Ipsilateral representation of oral structures in human anterior parietal somatosensory cortex and integration of inputs across the midline

Anterior parietal somatosensory areas 3a, 3b, 1, and 2 generally contain cells with receptive fields that are on the contralateral body. However, inputs from midline structures such as the mouth must be uniquely integrated across the midline. This hypothesis is supported by studies of these fields from nonhuman primates that demonstrate ipsilateral representations of oral structures. We used magnetoencephalography (MEG) to examine the cortical representations of the lips and tongue in humans and to examine the time course of interaction of bilateral inputs from these structures. Ipsilateral activation was observed in response to tactile stimulation of the upper lip in 69% of cases, the lower lip in 85% of cases, and the tongue in 88% of cases. In the contralateral hemisphere, the map of oral structures tended to be in agreement with that from nonhuman primates, although variation was large and source locations were not statistically significantly different from each other.
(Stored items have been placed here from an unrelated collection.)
PR #174, opened 2021-07-29
fix goroutine leaks, when using 'for range ticker.Context()' in gorou…

watjt:
"ticker.Context()" used in many places in the rancher,  like this "for range ticker.Context() {do something}", the channel will not be closed for "ticker.Stop()", "for range  ticker.Context() {do something}" outside the goroutine will never exit, cause goroutine leaks.

### DIFF
--- a/pkg/ticker/ticker.go
+++ b/pkg/ticker/ticker.go
@@ -7,9 +7,18 @@ import (
 
 func Context(ctx context.Context, duration time.Duration) <-chan time.Time {
 	ticker := time.NewTicker(duration)
+	c := make(chan time.Time)
 	go func() {
-		<-ctx.Done()
-		ticker.Stop()
+		for {
+			select {
+			case t := <-ticker.C:
+				c <- t
+			case <-ctx.Done():
+				close(c)
+				ticker.Stop()
+				return
+			}
+		}
 	}()
-	return ticker.C
+	return c
 }


dramich:
@watjt Thanks for the pr and bringing this up. I think this only solves part of the problem as the ticker channel will still not get closed and will still leak even with this fix. https://cs.opensource.google/go/go/+/refs/tags/go1.16.6:src/time/tick.go;l=44

watjt:
> @watjt Thanks for the pr and bringing this up. I think this only solves part of the problem as the ticker channel will still not get closed and will still leak even with this fix. https://cs.opensource.google/go/go/+/refs/tags/go1.16.6:src/time/tick.go;l=44

Yes,  the ticker channel will still not get closed when goroutine where ticker is located still not exit. if we free *Ticker (Exit the goroutine where ticker is located), ticker channel will be gc. goroutine that uses' for range ticker.Context () 'will also exit. the main reason is that the goroutine here has leaked.

ibuildthecloud:
The ticker should get GC'd with this fix so the open channel won't matter.

LGTM

watjt:
> The ticker should get GC'd with this fix so the open channel won't matter.
> 
> LGTM


You see how it works in rancher.  if i create user cluster and delete, will these goroutines exit?

https://github.com/rancher/rancher/blob/2b156fd2b0befb0904df08621b2577e28881fd1e/pkg/controllers/managementuser/healthsyncer/healthsyncer.go#L60
https://github.com/rancher/rancher/blob/2b156fd2b0befb0904df08621b2577e28881fd1e/pkg/controllers/managementuserlegacy/alert/watcher/pod.go#L67
https://github.com/rancher/rancher/blob/2b156fd2b0befb0904df08621b2577e28881fd1e/pkg/controllers/managementuserlegacy/alert/watcher/node.go#L46
https://github.com/rancher/rancher/blob/2b156fd2b0befb0904df08621b2577e28881fd1e/pkg/controllers/managementuserlegacy/alert/watcher/syscomponent.go#L38
https://github.com/rancher/rancher/blob/2b156fd2b0befb0904df08621b2577e28881fd1e/pkg/controllers/managementuserlegacy/alert/watcher/workload.go#L75
https://github.com/rancher/rancher/blob/2b156fd2b0befb0904df08621b2577e28881fd1e/pkg/controllers/managementuserlegacy/approuter/approuter.go#L27
etc...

There were no differences in latency of activation for ipsi‐vs. contralateral responses (about 30 msec), and cortical sources from ipsi‐and contralateral stimulation tended to be located together. Differential activation for bilateral vs. unilateral stimulation occurred later than activation in S1, around 110 msec, and was localized to the upper bank of the Sylvian sulcus. Our findings indicate that, unlike nonhuman primates, humans have an ipsilateral representation of the lips in 3b/1, possibly related to the precise manipulation necessary for the articulation of speech. The distinct pattern of differential activation for uni‐vs. bilateral stimulation suggests a unique neural mechanism of integration across the midline for inputs from the mouth. J. Comp. Neurol. 467:487–495, 2003. © 2003 Wiley‐Liss, Inc.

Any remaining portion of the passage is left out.